■ WHAT TO WORK ON ■
For the listing below, print exactly the lines from the line with "PR #4125, opened 2023-04-26" to the line with "--- a/packages/atlas/src/api/client/cache.ts", both included, and nothing beyond them.

■ DATASET RECORDS ■
*** Begin section ***

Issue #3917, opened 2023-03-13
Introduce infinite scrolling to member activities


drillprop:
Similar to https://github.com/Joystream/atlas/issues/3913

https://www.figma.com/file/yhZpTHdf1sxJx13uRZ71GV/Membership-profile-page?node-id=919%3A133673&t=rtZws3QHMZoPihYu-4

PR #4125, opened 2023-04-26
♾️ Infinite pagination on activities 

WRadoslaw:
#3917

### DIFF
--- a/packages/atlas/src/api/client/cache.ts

*** End section ***
*** Begin section ***

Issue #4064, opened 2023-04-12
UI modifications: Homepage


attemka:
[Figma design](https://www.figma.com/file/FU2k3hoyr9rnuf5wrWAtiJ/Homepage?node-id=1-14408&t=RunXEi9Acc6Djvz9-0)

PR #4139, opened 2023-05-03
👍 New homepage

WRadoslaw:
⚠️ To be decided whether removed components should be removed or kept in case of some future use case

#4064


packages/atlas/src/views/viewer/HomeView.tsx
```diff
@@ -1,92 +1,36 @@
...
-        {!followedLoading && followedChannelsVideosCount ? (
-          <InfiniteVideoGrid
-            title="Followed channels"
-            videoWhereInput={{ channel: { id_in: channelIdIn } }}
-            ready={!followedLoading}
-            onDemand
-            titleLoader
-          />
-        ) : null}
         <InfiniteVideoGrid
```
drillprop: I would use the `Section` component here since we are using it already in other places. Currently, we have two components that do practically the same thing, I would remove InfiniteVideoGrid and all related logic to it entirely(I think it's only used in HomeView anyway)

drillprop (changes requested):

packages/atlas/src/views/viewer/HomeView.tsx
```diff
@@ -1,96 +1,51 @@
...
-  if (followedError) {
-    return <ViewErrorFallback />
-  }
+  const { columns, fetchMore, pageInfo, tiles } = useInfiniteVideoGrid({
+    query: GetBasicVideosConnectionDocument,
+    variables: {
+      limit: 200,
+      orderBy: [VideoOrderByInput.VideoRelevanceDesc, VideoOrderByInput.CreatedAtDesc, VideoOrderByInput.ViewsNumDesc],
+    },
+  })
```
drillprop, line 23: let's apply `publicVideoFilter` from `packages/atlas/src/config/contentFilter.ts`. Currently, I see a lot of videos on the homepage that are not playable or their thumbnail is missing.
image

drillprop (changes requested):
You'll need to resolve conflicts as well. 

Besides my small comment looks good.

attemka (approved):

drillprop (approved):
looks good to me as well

*** End section ***

■ RESPONSE ■
PR #4125, opened 2023-04-26
♾️ Infinite pagination on activities 

WRadoslaw:
#3917

### DIFF
--- a/packages/atlas/src/api/client/cache.ts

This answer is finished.